MusicNOW 2008 Night 2: An Evening of American Guitar
Day 2 of the MusicNOW festival at Memorial Hall was billed as "An Evening Of American Guitar." Avant Garde Jazz guitar legend Bill Frisell was the headliner, but Classical guitarist Ben Verdery stole the show with his opening set.
Choosing to begin his set with a three-song Jimi Hendrix medley arranged for solo acoustic guitar, Verdery immediately set the bar high as the moon. The fingers of both his hands gracefully leapt about the strings like cracked-out spiders as Verdery played “Ezy Rider,” "Little Wing" and "Purple Haze” with effortless grace. He tossed in teases of a few other Jimi tunes in a blurry flurry of notes, harmonics, and rhythmic slaps on the body of the guitar. My jaw pretty much stayed on the ground for the duration of Verdery’s set.
Performing primarily on the standard nylon-string acoustic guitar, Verdery also toyed around for a few minutes on a tiny Brazilian ukulele. Using an Ebow to coax ghostly howls from the diminutive instrument, he interspersed skronky chords full of open de-tuned strings in a hauntingly beautiful, quirky piece that was all too brief.
All around the hall I saw many of Wednesday's performers in attendance including The National’s Dessner brothers and Aussie composer Padma Newsome cracking clever one-liners as he waited in line for one of the few, closet-sized restrooms. Up in the balcony, I noticed that Super-8 enthusiast Sufjan Stevens was not the only one filming Verdery’s performance.
Verdery closed out his set proper with an amazing opus called “Be Kind All The Time,” performed on what he called “treated guitar.” “Treated” is, I believe, a musical term for an instrument that has been altered in some way. Like playing a trumpet with a wet sponge shoved down in the bell. Or dunking the end of a didgeridoo in a coffee pot full of water, for a different sound. (The sound of the latter can be heard on Frank Zappa’s “Civilization Phaze III," by the way!).

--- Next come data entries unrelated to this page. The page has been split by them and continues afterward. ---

PR #188, opened 2017-02-22
fix tests for mongodb 3.4

saghm:
Two tests were failing when run against 3.4, both due to the order of things being returned having changed. Along with fixing them, I added 3.4 testing to the travis config.

### DIFF
--- a/.travis.yml
+++ b/.travis.yml
@@ -6,17 +6,23 @@ before_install:
     - wget http://fastdl.mongodb.org/linux/mongodb-linux-x86_64-ubuntu1204-3.0.14.tgz
     - tar xvf mongodb-linux-x86_64-ubuntu1204-3.0.14.tgz
     - mv mongodb-linux-x86_64-ubuntu1204-3.0.14 3.0.14
-    - wget http://fastdl.mongodb.org/linux/mongodb-linux-x86_64-ubuntu1204-3.2.11.tgz
-    - tar xvf mongodb-linux-x86_64-ubuntu1204-3.2.11.tgz
-    - mv mongodb-linux-x86_64-ubuntu1204-3.2.11 3.2.11
+    - wget http://fastdl.mongodb.org/linux/mongodb-linux-x86_64-ubuntu1204-3.2.12.tgz
+    - tar xvf mongodb-linux-x86_64-ubuntu1204-3.2.12.tgz
+    - mv mongodb-linux-x86_64-ubuntu1204-3.2.12 3.2.12
+    - wget http://fastdl.mongodb.org/linux/mongodb-linux-x86_64-ubuntu1204-3.4.2.tgz
+    - tar xvf mongodb-linux-x86_64-ubuntu1204-3.4.2.tgz
+    - mv mongodb-linux-x86_64-ubuntu1204-3.4.2 3.4.2
 
 script:
-    - mkdir -p ./data/db30 ./data/db30-ssl ./data/db32 ./data/db32-ssl
+    - mkdir -p ./data/db30 ./data/db30-ssl ./data/db32 ./data/db32-ssl ./data/db34 ./data/db34-ssl
     - 3.0.14/bin/mongod --fork --dbpath ./data/db30 --syslog --port 27017
     - cargo build --verbose
     - cargo test --verbose
     - killall mongod
-    - 3.2.11/bin/mongod --fork --dbpath ./data/db32 --syslog --port 27017
+    - 3.2.12/bin/mongod --fork --dbpath ./data/db32 --syslog --port 27017
+    - cargo test --verbose
+    - killall mongod
+    - 3.4.2/bin/mongod --fork --dbpath ./data/db34 --syslog --port 27017
     - cargo test --verbose
     - killall mongod
     - 3.0.14/bin/mongod --fork --dbpath ./data/db30 --syslog --port 27017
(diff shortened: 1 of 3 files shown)


.travis.yml
```diff
@@ -6,26 +6,34 @@ before_install:
...
+    - wget http://fastdl.mongodb.org/linux/mongodb-linux-x86_64-ubuntu1204-3.2.12.tgz
+    - tar xvf mongodb-linux-x86_64-ubuntu1204-3.2.12.tgz
+    - mv mongodb-linux-x86_64-ubuntu1204-3.2.12 3.2.12
+    - wget http://fastdl.mongodb.org/linux/mongodb-linux-x86_64-ubuntu1204-3.4.2.tgz
+    - tar xvf mongodb-linux-x86_64-ubuntu1204-3.4.2.tgz
+    - mv mongodb-linux-x86_64-ubuntu1204-3.4.2 3.4.2
 
 script:
-    - mkdir -p ./data/db30 ./data/db30-ssl ./data/db32 ./data/db32-ssl
+    - mkdir -p ./data/db30 ./data/db30-ssl ./data/db32 ./data/db32-ssl ./data/db34 ./data/db34-ssl
```
saghm: This is starting to get a bit messy; we should try to look into using mongo orchestration or some other method of managing testing against the different server versions, ideally before 3.6 comes out and we have to add that as well.

tests/apm/mod.rs
```diff
@@ -54,7 +54,7 @@ fn read_first_non_monitor_line(file: &mut BufReader<&File>, line: &mut String) {
 
 #[test]
 fn logging() {
-    let _ = fs::remove_file("test_apm_log.txt");
+    let _ = fs::remove_file("test_log.txt");
```
saghm: For some reason the old name of this file didn't match the name I put in the .gitignore way back when this test was created, so I fixed that.

tests/apm/mod.rs
```diff
@@ -170,5 +180,5 @@ fn logging() {
 
     coll.drop().unwrap();
 
-    fs::remove_file("test_apm_log.txt").unwrap();
+    fs::remove_file("test_log.txt").unwrap();
```
saghm: I've noticed/started to get annoyed that the test file doesn't get cleaned up when the tests fail above this line, so I'm thinking we should change the tests so this file doesn't clutter things up. Given that the file should only be about a dozen lines, I think reading the whole thing into a string and then iterating over the lines should be fine.

tests/client/db.rs
```diff
@@ -35,7 +35,7 @@ fn create_collection() {
 
     let db1 = if v3_1 { "test1" } else { "test2" };
     let db2 = if v3_1 { "test2" } else { "test1" };
-    
+
```
saghm: See, rustfmt does actually help sometimes; empty lines shouldn't have extra whitespace

tests/client/db.rs
```diff
@@ -101,6 +101,17 @@ fn create_and_get_users() {
     db.drop_database().unwrap();
     db.drop_all_users(None).unwrap();
 
+    let kevin_options = CreateUserOptions {
```
saghm: Given that versions below 3.4 return the users in the order they're created and 3.4 returns them in lexicographical order, the easiest fix for this is to just create the users in the order where all versions expect the same thing.

tests/apm/mod.rs
kyeah: That might have been my fault -- i changed a lot of stringy fields to be more specific when I was parallelizing all of the tests.

tests/apm/mod.rs
```diff
@@ -121,10 +124,17 @@ fn logging() {
                 _id: 1 }] }\n",
                &line);
 
+
+    let insert_one_line_start = if v3_3 {
+        "COMMAND.insert_one 127.0.0.1:27017 COMPLETED: { ok: 1, n: 1 } ("
+    } else {
+        "COMMAND.insert_one 127.0.0.1:27017 COMPLETED: { n: 1, ok: 1 } ("
```
kyeah: argh, drives me crazy. this is the expected apm behavior for drivers, yeah? to print it out as ordered by the server, rather than always be lexicographic?

tests/apm/mod.rs
kyeah: Makes sense to me for now. In an ideal future we would allow the client to take in a generic Write-implementing object and pass in a string-like object for testing purposes; if `with_log_file(str)` is part of the spec, it can be added as a utility method.

tests/client/db.rs
kyeah: a rare win, but still on thin ice. _i'm watching you, rustfmt_

tests/client/db.rs
kyeah: nice.

tests/client/db.rs
```diff
@@ -101,6 +101,17 @@ fn create_and_get_users() {
...
+        custom_data: None,
+        roles: vec![Role::All(AllDatabaseRole::Read)],
+        write_concern: None,
+    };
+
+    db.create_user("kevin",
+                     "ihavenosenseofhumorandthereforeihatepuns!",
```
kyeah: lol

.travis.yml
kyeah: Added a tracking issue for Morc (this is a thing now. i'm making this name happen)

tests/apm/mod.rs
saghm: I'll double check, but I'd guess that the spec doesn't even mention it

tests/client/db.rs
saghm: Haha, I had forgotten about that until I made this change, but I'm not even slightly surprised that  did this

tests/apm/mod.rs
kyeah: yeah, makes sense as long as we're supposed to print document fields in insert order (most likely) and read server responses in insert order (probably doesn't even mention this in any of the documentation, but we wouldn't want to do any extra work here to alphabetize anyways).

tests/apm/mod.rs
saghm: That's a good idea; it would be much more idiomatic that way.

saghm:
I'm a bit confused about why Github shows Travis as "not yet completed" when the task clearly finished last night...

For his closing number, Verdery employed the use of a digital delay pedal, capturing certain passages that would repeat so he could accompany himself. In the middle of the song he looped a hypnotic passage then laid the guitar flat in his lap. Then he grabbed a chopstick from his music stand and jammed it up under the guitar strings, creating a makeshift bridge about halfway up the guitar’s neck. The stabbing, scratchy sound this made joined the trance-inducing loop, as did the sound that was generated when Verdery stuck a handful of paperclips on the strings around the area of the guitar’s sound hole. (Follow me so far?) Then he grabbed another chopstick and began to lightly tap on the guitar’s strings creating a bell-like sound that reminded me of Buddhist chanting. The bells echoed for a few moments until Verdery skillfully removed the chopsticks and paper clips, then returned the guitar to its original upright position in his lap to close out the piece. This was one of the most insanely original guitar performances I have ever witnessed.

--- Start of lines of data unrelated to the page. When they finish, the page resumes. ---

PR #192, opened 2017-02-25
Goodbye rustc_serialize, Hello serde_json

### LINKED ISSUE #186: Remove rustc_serialize dependency, Upgrade bson lib
:wave: we should move over to using `serde_json` and `data-encoding` like the bson lib, then upgrade that dependency and shuttle out `rustc_serialize` since it's not really being maintained anymore. See https://github.com/zonyitoo/bson-rs/pull/54.

kyeah:
This fixes #186 and upgrades to the new bson version.

cc. @zonyitoo


Cargo.toml
```diff
@@ -1,36 +1,40 @@
 [package]
-name = "mongodb"
-version = "0.2.2"
-authors = ["Kevin Yeh <kevinyeah@utexas.edu>",
-           "Saghm Rossi <saghmrossi@gmail.com>",
-           "Valeri Karpov <valkar207@gmail.com>"]
-
+authors = ["Kevin Yeh <kevinyeah@utexas.edu>", "Saghm Rossi <saghmrossi@gmail.com>", "Valeri Karpov <valkar207@gmail.com>"]
```
saghm: ...sure, okay

src/auth.rs
```diff
@@ -108,31 +101,22 @@ impl Authenticator {
                                                       String,
                                                       u32);
 
-        let rnonce_b64 = match rnonce_opt {
-            Some(val) => val,
-            None => return Err(ResponseError(String::from("Invalid rnonce returned"))),
-        };
+        let rnonce_b64 = rnonce_opt
```
saghm: Nice

tests/client/crud_spec/framework.rs
```diff
@@ -298,7 +298,7 @@ macro_rules! check_coll {
         };
 
         let coll = match outcome_coll.name {
-            Some(ref str) => $db.collection(&str),
+            Some(ref s) => $db.collection(&s.clone()[..]),
```
saghm: Cloning here feels a little weird. Is there a reason why this needed to be changed from from `&s` to `&s.clone()[..])`?

src/auth.rs
```diff
@@ -108,31 +101,22 @@ impl Authenticator {
...
+            .ok_or(ResponseError(String::from("Invalid rnonce returned")))?;
```
zonyitoo: I would recommend to use `ok_or_else`.

```
.ok_or_else(|_| ResponseError(String::from("Invalid rnonce returned")))
```

src/auth.rs
```diff
@@ -108,31 +101,22 @@ impl Authenticator {
...
-            Some(val) => val,
-            None => return Err(ResponseError(String::from("Invalid salt returned"))),
-        };
-
-        let salt = match salt_b64.from_base64() {
-            Ok(val) => val,
-            Err(_) => return Err(ResponseError(String::from("Invalid base64 salt returned"))),
-        };
+        let salt_b64 = salt_opt
+            .ok_or(ResponseError(String::from("Invalid salt returned")))?;
```
zonyitoo: The same as above

src/auth.rs
```diff
@@ -108,31 +101,22 @@ impl Authenticator {
...
 
+        let salt = base64::decode(salt_b64.as_bytes())
+            .or(Err(ResponseError(String::from("Invalid base64 salt returned"))))?;
```
zonyitoo: Here.

src/auth.rs
```diff
@@ -108,31 +101,22 @@ impl Authenticator {
...
 
-        let i = match i_opt {
-            Some(val) => val,
-            None => return Err(ResponseError(String::from("Invalid iteration count returned"))),
-        };
+        let i = i_opt
+            .ok_or(ResponseError(String::from("Invalid iteration count returned")))?;
```
zonyitoo: And here

src/auth.rs
saghm: Good call, I forgot about that one. I remember clippy suggests that; I wonder if it's possible to set up clippy as a CI tool to check PRs?

Cargo.toml
kyeah: `cargo add`. ¯\\\_(ツ)_/¯

tests/client/crud_spec/framework.rs
kyeah: ah! must have been something weird tripping up the compiler in the intermediary state, while I was transitioning everything to serde_json. will fix.

src/auth.rs
saghm: I wonder if it might be worth figuring out if there are any clippy lints we don't care about, fixing all the others, and then requiring that clippy passes on any future PR (which we could potentially do by just having clippy run as part of the Travis build). Not sure how feasible that would actually be, though...

kyeah: i think it's definitely a good thing to have, and we can incrementally build up a list of clippy rules we want hard style checks on; the only problem I have is keeping up with new or changing clippy rules, but I think the benefits outweigh the upkeep.

saghm:
Do you have any idea what's going on with the Travis build? The "push" one is looking for a branch that doesn't exist, so I don't think we care about that one, but the "pr" one seems to be having issues with the SSL tests (i.e. the server starts in SSL mode fine, but then the tests are unable to connect to it).

kyeah:
There was an accidental push to the mongodb-labs repo, so I think the PR is stuck trying to find that commit (at least for the push check).

 The connection issue is intermittent, and we're having this issue on master as well. I have a branch open to test mongo versions on separate travis jobs, which seems to clear the issue, but I'm not sure what the core issue is.

saghm:
Hmmm...is it worth merging the change to use separate travis jobs into master to fix the issue?

kyeah:
@saghm cool to merge this PR since the `pr` build is passing? I can follow-up with a PR on these intermittent test failures.

saghm:
Works for me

It made me realize that even the most educated Rock Guitar
Connoisseurs among us are just Scholars Of The Great Hackfest. In just
5 minutes, Verdery creates more mind-numbingly original excitement and
virtuosic fire than Jimmy Page has since 1969. Or anyone else for that
matter. Tonight I watched Verdery expand the vocabulary of guitar
playing right before my very eyes. Literally unbelievable.

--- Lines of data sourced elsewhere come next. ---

PR #195, opened 2017-02-27
Test mongodb versions in separate Travis jobs

kyeah:
#### what

This PR extracts our test setup into a bash script that runs the full test suite for a single mongodb version; separate Travis jobs run in parallel for each version.

I decided not to cache the mongodb release directory, since it only takes about 2 seconds to download and extract. This allows us to have a global cargo-dependency cache for all of our jobs.

### why parallelize?

Although this doesn't provide much of a performance benefit for successful builds, this will speed up failure notifications — we'll only have to wait for connection timeouts on a single test suite, instead of running through all of them in series.

This also seems to fix our intermittent connection issues when running our test suite. 

The downside to this is that we need to add a new Travis job for each tested mongodb version, and will probably hit the 5-parallel-job limit on our repo at some point.


kyeah:
hm; I tested this on my own fork and had it running 5 concurrent jobs, but it looks like mongodb-labs is only setup for a single job.

.travis.yml
```diff
@@ -2,38 +2,17 @@ language: rust
...
-    - cargo build --features ssl --verbose
-    - cargo test --features ssl --verbose
-    - killall mongod
-    - 3.2.12/bin/mongod --fork --dbpath ./data/db32 --syslog --port 27017
-    - 3.2.12/bin/mongod --fork --dbpath ./data/db32-ssl --syslog --port 27018 --sslMode requireSSL --sslPEMKeyFile tests/ssl/server.pem --sslCAFile tests/ssl/ca.pem
-    - cargo test --features ssl --verbose
-    - killall mongod
-    - 3.4.2/bin/mongod --fork --dbpath ./data/db34 --syslog --port 27017
-    - 3.4.2/bin/mongod --fork --dbpath ./data/db34-ssl --syslog --port 27018 --sslMode requireSSL --sslPEMKeyFile tests/ssl/server.pem --sslCAFile tests/ssl/ca.pem
     - cargo test --features ssl --verbose
```
saghm: I might be misunderstanding, but this looks like we're only testing with SSL enabled? We definitely should be testing both with and without SSL enabled; otherwise, we might accidentally do something like make a change that renders the code with SSL disabled unable to be compiled.

saghm:
I'll check with IT to see if this is something we can get enabled for the repository.

saghm:
Ah, I think I found the issue without having to contact IT; according to the second answer [here](https://stackoverflow.com/questions/29567063/how-does-travis-ci-org-throttle-builds), the "five concurrent jobs" is per entire user/organization, not per repo. When run on one of our personal accounts, we had no other jobs running for our other repos, meaning we could use all our jobs for the Rust driver, whereas there were likely already other jobs running for mongodb-labs (or possibly even just mongodb; I'm not sure if Travis counts them together if they're owned by the same accounts).

Regardless, I think this PR is still worth merging (after the requested changes) both because it seems to have fixed the random failures to connect and because it still *might* be able to run the jobs in parallel if there isn't anything else running. (Maybe we could just make all our PR's at 3 AM just for the enjoyment of them running in parallel).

That being my personal take on Verdery’s set, even an established giant like Bill Frisell didn’t hold much hope of blowing me away. Granted, his performance with The 858 Quartet — Frisell’s guitar augmented by a three-piece string section — was unique and impressive. Their first tune went on too long frankly, but was saved by a flawlessly smooth segue into an upbeat carnival Blues that elicited a goofy boyish grin from the grey-haired and bespectacled Frisell.
A Mad Scientist of Jazz guitar, Frisell too has taken the guitar into previously uncharted territory repeatedly and consistently throughout his long and illustrious career. It was a rare treat to see a musician of his caliber in The Queen City.
But this night belonged to Ben Verdery.